### [Input records]
PR #107, opened 2022-02-01
Added the `value` attribute for pselect

IonelLupu:
## What was done
The `<pselect>` can now accept the `value` attribute

The `value` property was added in order to programmatically set a value for the select input. This property is also available for all the other input elements like `pinput-text`,`pinput-numeric`,`ptextarea`, `ptoggle` etc. 

It can be used to set a default value, but most importantly, it allows you to get the value out of the `pselect`


src/resources/elements/primeDesignSystem/pselect/pselect.ts
```diff
@@ -34,36 +34,33 @@ export interface IPSelectItemConfig {
...
-    if (this.data) {
-      selectConfig.data = [
+      data: [
         {text: this.placeholder, placeholder: true},
         ...this.data,
-      ];
-    }
-
-    this.select = new SlimSelect(selectConfig);
+      ],
```
hiaux0, line 60: How is this related to the `value` attribute addition?

src/resources/elements/primeDesignSystem/pselect/pselect.ts
```diff
@@ -34,36 +34,33 @@ export interface IPSelectItemConfig {
...
+      onChange: info => this.value = info instanceof Array ? info.map(item => item.value) : info.value,
```
hiaux0, line 61:
```suggestion
      onChange: info => this.value = Array.isArray(info) ? info.map(item => item.value) : info.value,
```

Nit: Maybe just preference.

src/resources/elements/primeDesignSystem/demos/pselectDemo.html
```diff
@@ -1,7 +1,10 @@
 <template>
   <section class="demo">
     <h1>Simple Dropdown</h1>
-    <pselect data.bind="simpleData"></pselect>
+    --${test}--
+    <pselect data.bind="simpleData" value.bind="test"></pselect>
```
hiaux0, line 5: Obsolete dev code?

Could we have a demo, where an array of `value`s is set?

dkent600: what is `  --${test}--` for?

dkent600 (changes requested):
@IonelLupu Can you describe in the description why we care about `value`?  If this is for a default, maybe we can call it `default` or something like that?

src/resources/elements/primeDesignSystem/pselect/pselect.ts
IonelLupu: didn't know about. love it

src/resources/elements/primeDesignSystem/pselect/pselect.ts
IonelLupu: I couldn't type the `selectConfig` object in order to get intellisense so I decided to instantiate SlimSelect using the object directly. This way I prevented possible errors when adding SlimSelect properties.

IonelLupu:
@dkent600 I updated the description of this PR
@hiaux0  I also added the `multiple` feature for the `pselect`

dkent600 (approved):
I see this isn't just about adding `value`, but also about multiple.  Should probably mention that in the description

IonelLupu:
@dkent600 updated the description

### [What to work on]
Every line of the data should be copied exactly.

### [Solved exercise]
PR #107, opened 2022-02-01
Added the `value` attribute for pselect

IonelLupu:
## What was done
The `<pselect>` can now accept the `value` attribute

The `value` property was added in order to programmatically set a value for the select input. This property is also available for all the other input elements like `pinput-text`,`pinput-numeric`,`ptextarea`, `ptoggle` etc. 

It can be used to set a default value, but most importantly, it allows you to get the value out of the `pselect`


src/resources/elements/primeDesignSystem/pselect/pselect.ts
```diff
@@ -34,36 +34,33 @@ export interface IPSelectItemConfig {
...
-    if (this.data) {
-      selectConfig.data = [
+      data: [
         {text: this.placeholder, placeholder: true},
         ...this.data,
-      ];
-    }
-
-    this.select = new SlimSelect(selectConfig);
+      ],
```
hiaux0, line 60: How is this related to the `value` attribute addition?

src/resources/elements/primeDesignSystem/pselect/pselect.ts
```diff
@@ -34,36 +34,33 @@ export interface IPSelectItemConfig {
...
+      onChange: info => this.value = info instanceof Array ? info.map(item => item.value) : info.value,
```
hiaux0, line 61:
```suggestion
      onChange: info => this.value = Array.isArray(info) ? info.map(item => item.value) : info.value,
```

Nit: Maybe just preference.

src/resources/elements/primeDesignSystem/demos/pselectDemo.html
```diff
@@ -1,7 +1,10 @@
 <template>
   <section class="demo">
     <h1>Simple Dropdown</h1>
-    <pselect data.bind="simpleData"></pselect>
+    --${test}--
+    <pselect data.bind="simpleData" value.bind="test"></pselect>
```
hiaux0, line 5: Obsolete dev code?

Could we have a demo, where an array of `value`s is set?

dkent600: what is `  --${test}--` for?

dkent600 (changes requested):
@IonelLupu Can you describe in the description why we care about `value`?  If this is for a default, maybe we can call it `default` or something like that?

src/resources/elements/primeDesignSystem/pselect/pselect.ts
IonelLupu: didn't know about. love it

src/resources/elements/primeDesignSystem/pselect/pselect.ts
IonelLupu: I couldn't type the `selectConfig` object in order to get intellisense so I decided to instantiate SlimSelect using the object directly. This way I prevented possible errors when adding SlimSelect properties.

IonelLupu:
@dkent600 I updated the description of this PR
@hiaux0  I also added the `multiple` feature for the `pselect`

dkent600 (approved):
I see this isn't just about adding `value`, but also about multiple.  Should probably mention that in the description

IonelLupu:
@dkent600 updated the description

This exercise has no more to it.